» Instructions for the task
Across the records, find how many lines include the string "URIBuilder" and answer with only the figure.

» Data listing
PR #7367, opened 2022-05-13
CORS preflight request should return 404 when route doesn't exists

n0tl3ss:
With this change the CORS preflight requests will return 200 only if there is an existing route and the HTTP method that can handle provided method that is specified inside the preflight request.

Added:
- AVAILABLE_HTTP_METHODS attribute on the request object which is populated only if http request method is `OPTIONS ` and contains all HTTP METHODS on provided route.
- new test that covers scenario

### DIFF
--- a/http-server-netty/src/main/java/io/micronaut/http/server/netty/RoutingInBoundHandler.java
+++ b/http-server-netty/src/main/java/io/micronaut/http/server/netty/RoutingInBoundHandler.java
@@ -135,6 +135,8 @@ import java.util.function.Supplier;
 import java.util.regex.Pattern;
 import java.util.stream.Collectors;
 
+import static io.micronaut.http.HttpAttributes.AVAILABLE_HTTP_METHODS;
+
 /**
  * Internal implementation of the {@link io.netty.channel.ChannelInboundHandler} for Micronaut.
  *
@@ -344,6 +346,7 @@ class RoutingInBoundHandler extends SimpleChannelInboundHandler<io.micronaut.htt
                     .collect(Collectors.toList());
             if (!anyUriRoutes.isEmpty()) {
                 setRouteAttributes(request, anyUriRoutes.get(0));
+                request.setAttribute(AVAILABLE_HTTP_METHODS, anyUriRoutes.stream().map(UriRouteMatch::getHttpMethod).collect(Collectors.toList()));
             }
         }
 
--- a/http-server-netty/src/test/groovy/io/micronaut/http/server/netty/cors/CorsFilterSpec.groovy
+++ b/http-server-netty/src/test/groovy/io/micronaut/http/server/netty/cors/CorsFilterSpec.groovy
@@ -26,6 +26,8 @@ import io.micronaut.runtime.server.EmbeddedServer
 import io.micronaut.web.router.RouteMatch
 import io.micronaut.web.router.Router
 import org.apache.http.client.utils.URIBuilder
+import spock.lang.AutoCleanup
+import spock.lang.Shared
 import spock.lang.Specification
 
 import java.util.stream.Collectors
@@ -34,6 +36,7 @@ import static io.micronaut.http.HttpHeaders.*
 
 class CorsFilterSpec extends Specification {
 
+    @Shared @AutoCleanup
     EmbeddedServer embeddedServer = ApplicationContext.run(EmbeddedServer)
 
     CorsFilter buildCorsHandler(HttpServerConfiguration.CorsConfiguration config) {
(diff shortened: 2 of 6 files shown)


http-server-netty/src/test/groovy/io/micronaut/http/server/netty/cors/CorsFilterSpec.groovy
```diff
@@ -15,16 +15,27 @@
...
+import org.apache.http.client.utils.URIBuilder
 import spock.lang.Specification
 
+import java.util.stream.Collectors
+
 import static io.micronaut.http.HttpHeaders.*
 
 class CorsFilterSpec extends Specification {
 
+    EmbeddedServer embeddedServer = ApplicationContext.run(EmbeddedServer)
```
yawkat, line 40: construct this in the test methods, and properly shut it down after the test is done

http-server/src/main/java/io/micronaut/http/server/cors/CorsFilter.java
```diff
@@ -150,7 +151,7 @@ protected Optional<MutableHttpResponse<?>> handleRequest(HttpRequest request) {
                     }
                 }
 
-                if (preflight) {
+                if (preflight && RouteMatchUtils.findRouteMatch(request).isPresent()) {
```
yawkat: i don't think this is enough, what if this is a preflight for a POST request for example, but there's no GET controller. this will yield a 404 even though the actual cors request would succeed

yawkat (commented):
do we need this change to be compliant? imo this opens a whole can of worms wrt checking from preflight which requests will succeed and which won't

http-server/src/main/java/io/micronaut/http/server/cors/CorsFilter.java
n0tl3ss: I think that you are right. I added new test case that covers that situation and I improved the solution. Currently from the test case you can see that it will return 405 Method Not Allowed if route exists but provided HTTP method doesn't. Do you think that we should return some other status code in that case?

yawkat (approved):

http-server-netty/src/main/java/io/micronaut/http/server/netty/RoutingInBoundHandler.java
```diff
@@ -344,6 +346,7 @@ protected void channelRead0(ChannelHandlerContext ctx, io.micronaut.http.HttpReq
                     .collect(Collectors.toList());
             if (!anyUriRoutes.isEmpty()) {
                 setRouteAttributes(request, anyUriRoutes.get(0));
+                request.setAttribute(AVAILABLE_HTTP_METHODS, anyUriRoutes.stream().map(UriRouteMatch::getHttpMethod).collect(Collectors.toList()));
             }
```
kevin-wise, line 350: This does not consider routes from filters, meaning if you have a filter which handles a route that nothing else does, CORS no longer works with it

http-server/src/main/java/io/micronaut/http/server/cors/CorsFilter.java
```diff
@@ -142,15 +144,17 @@ protected Optional<MutableHttpResponse<?>> handleRequest(HttpRequest request) {
...
-                    HttpMethod methodToMatch = preflight ? headers.getFirst(ACCESS_CONTROL_REQUEST_METHOD, CONVERSION_CONTEXT_HTTP_METHOD).orElse(requestMethod) : requestMethod;
                     if (allowedMethods.stream().noneMatch(method -> method.equals(methodToMatch))) {
                         return Optional.of(HttpResponse.status(HttpStatus.FORBIDDEN));
                     }
                 }
 
-                if (preflight) {
+                Optional<? extends ArrayList<HttpMethod>> availableHttpMethods = (Optional<? extends ArrayList<HttpMethod>>) request.getAttribute(AVAILABLE_HTTP_METHODS, new ArrayList<HttpMethod>().getClass());
+
+                if (preflight && availableHttpMethods.isPresent() && availableHttpMethods.get().stream().anyMatch(method -> method.equals(methodToMatch))) {
```
kevin-wise, line 157: for a purely filter-served route, this returns false when it should be true

kevin-wise (commented):
Seeing a regression in this PR

http-server-netty/src/main/java/io/micronaut/http/server/netty/RoutingInBoundHandler.java
kevin-wise: reported as https://github.com/micronaut-projects/micronaut-core/issues/7934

» Response
2